Hi all, but particulary Chris.....

as a follow on from last post, you will of gathered that I am really thinking of finally using some of the G4 products to coat a boat with.

I have thought about it for ages, but always chickened out or didn't have the right project for it. Well I reckon this boat I am doing may well be a good project to test it with.

But my question is:

<b>OK G4.....but what G4?</b>

G4 Sealer Varnish - also know as 'Damp Seal'

G4 Pond Sealer

Bonda Seal Clear (G4 +uv inhibitors)

G4 sealer is available in colours and is relatively cheap, but the Bonda 15 year white is more expensive.

I presume you use Seal-clear for top coats of clear varnish....or another varnish system.
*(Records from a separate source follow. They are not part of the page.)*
PR #17970, opened 2020-04-04
fix block.export

chinakook:
```net.hybridize``` may optimize out some ops. These ops are alive in nn.Block(also nn.HybridBlock), but its names are not contained in symbol's ```arg_names``` list. So ignore these ops except that their name are end with 'running_mean' or 'running_var'.

## Description ##

### Essentials ###

### Changes ###

## Comments ##

### CODE REVIEW

**Comment by wkcn** [comment]
Thanks for your contribution!
Some user-defined operator may use other names except of running_mean and running_var to store the augmented variables, which does not need any gradient, such as the memory feature in the memory network.

Is there any weakness to export all augumented variables?

**Comment by chinakook** [comment]
It's complicated for that rarely case, I think we can add a standard suffix or let user to register their suffix for user for this case.

**Comment by chinakook** [comment]
I have this problem just when I export a ICNet of gluoncv. Its results have four feature maps, but we only use the first one, so other ops related to the other three feature maps are optimized out .

**Comment by wkcn** [comment]
I think it is related to `sym.list_auxiliary_states` rather than `block.export`.

`block.export` should store all auxiliary states.

If some feature maps are optimized out, their auxiliary states should be removed in `sym.list_auxiliary_states`.

It seems that the extra auxiliary states are not removed when some ops are removed in the current implementation.

**Comment by chinakook** [comment]
It's not aux states that are optimized out. It's some normal convolution ops and weights unused by the graph. They are in the gluon's parameter dict but their name are not in the symbol's ```sym.list_arguments```. The routine cannot find the name in the arg_list and then find it in the aux_list where the parameter can never be. So the assertion failed.

File: python/mxnet/gluon/block.py [hunk 1]
```diff
@@ -1248,7 +1248,11 @@ def export(self, path, epoch=0, remove_amp_cast=True):
             will be created, where xxxx is the 4 digits epoch number.
         epoch : int
             Epoch number of saved model.
-
+        remove_amp_cast : bool, optional
+            Whether to remove the amp_cast and amp_multicast operators, before exporting the model.
+        allow_extra : bool, optional
+            Whether to save extra parameters whose name not in the result symbol. User can set
+            allow_extra to True to load these parameters with old mxnet.mod.Module.set_params api.
```
szha, line 1255:
```suggestion
            Whether to save extra parameters whose names are not in the result symbol.
            User can set allow_extra to True to load these parameters with old mxnet.mod.Module.set_params API.
```

szha: You may want to backport this to 1.x as we are dropping module support in 2.0

chinakook: Like @wkcn said, someone would like to save extra parameters. We can drop this argument, but it may be useful in some rarely cases.

szha:
cc @leezu

leezu:
@chinakook will you update the PR to fix the root cause of the issue? See the example by @sxjscience in https://github.com/apache/incubator-mxnet/issues/17981

chinakook:
> 
> 
> @chinakook will you update the PR to fix the root cause of the issue? See the example by @sxjscience in #17981

I've tested. It can be export successfully after this fix.

python/mxnet/gluon/block.py
```diff
@@ -1248,7 +1248,11 @@ def export(self, path, epoch=0, remove_amp_cast=True):
             will be created, where xxxx is the 4 digits epoch number.
         epoch : int
             Epoch number of saved model.
-
+        remove_amp_cast : bool, optional
+            Whether to remove the amp_cast and amp_multicast operators, before exporting the model.
+        allow_extra : bool, optional
+            Whether to save extra parameters whose names are not in the result symbol.
+            User can set allow_extra to True to load these parameters with old mxnet.mod.Module.set_params API.
```
leezu, line 1255: `mxnet.mod.Module.set_params` does not exist anymore.

python/mxnet/gluon/block.py
```diff
@@ -1248,7 +1248,11 @@ def export(self, path, epoch=0, remove_amp_cast=True):
             will be created, where xxxx is the 4 digits epoch number.
         epoch : int
             Epoch number of saved model.
-
+        remove_amp_cast : bool, optional
+            Whether to remove the amp_cast and amp_multicast operators, before exporting the model.
+        allow_extra : bool, optional
```
leezu, line 1253: What is the use-case to save parameters that are not used by the symbol? Do we need this option?

python/mxnet/gluon/block.py
```diff
@@ -1271,8 +1275,13 @@ def export(self, path, epoch=0, remove_amp_cast=True):
             if name in arg_names:
                 arg_dict['arg:%s'%name] = param._reduce()
             else:
-                assert name in aux_names
-                arg_dict['aux:%s'%name] = param._reduce()
+                if name.endswith('running_mean') or name.endswith('running_var') \
+                    or name.endswith('moving_mean') or name.endswith('moving_var'):
+                    assert name in aux_names
+                    arg_dict['aux:%s'%name] = param._reduce()
```
leezu, line 1281: Where do we ensure that no aux parameter with a name different to `running_mean`, `running_var`, etc is missing from the resulting params file?

python/mxnet/gluon/block.py
chinakook: I think it's not necessary.

leezu:
@chinakook can you help resolve the conflicts?

python/mxnet/gluon/block.py
```diff
@@ -1343,13 +1343,18 @@ def export(self, path, epoch=0, remove_amp_cast=True):
         arg_names = set(sym.list_arguments())
         aux_names = set(sym.list_auxiliary_states())
         arg_dict = {}
-        for is_arg, name, param in self._cached_op_args:
-            if not is_arg:
-                if name in arg_names:
-                    arg_dict['arg:{}'.format(name)] = param._reduce()
-                else:
+        for name, param in self.collect_params().items():
```
leezu, line 1346: self.collect_params() does not contain all parameters if the block has been optimized for a backend. You need to rely on `self._cached_op_args`

python/mxnet/gluon/block.py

But any other thoughts or advice?

Also - another question.

has anyone tried yet to remove the stuff? How easy is it to get off the boat at end of it's useful life? I was/am a little woried by the statement that it resists up to 200deg Cent. Strippers often don't touch polyeurethanes.....and of course many epoxies lift so easily in heat that I have seen them come off attached to a boat cover before now. But how do we remove the stuff - and can we do so without harming the wood underneath.


Also whilst asking.....

does anyone know about either of these products:

EP2000 2 pack epoxy paint - 5l at £22.42 +vat

Epicon T500 coating system - 5l at £41.45 +vat

not for this project, but still very competative prices.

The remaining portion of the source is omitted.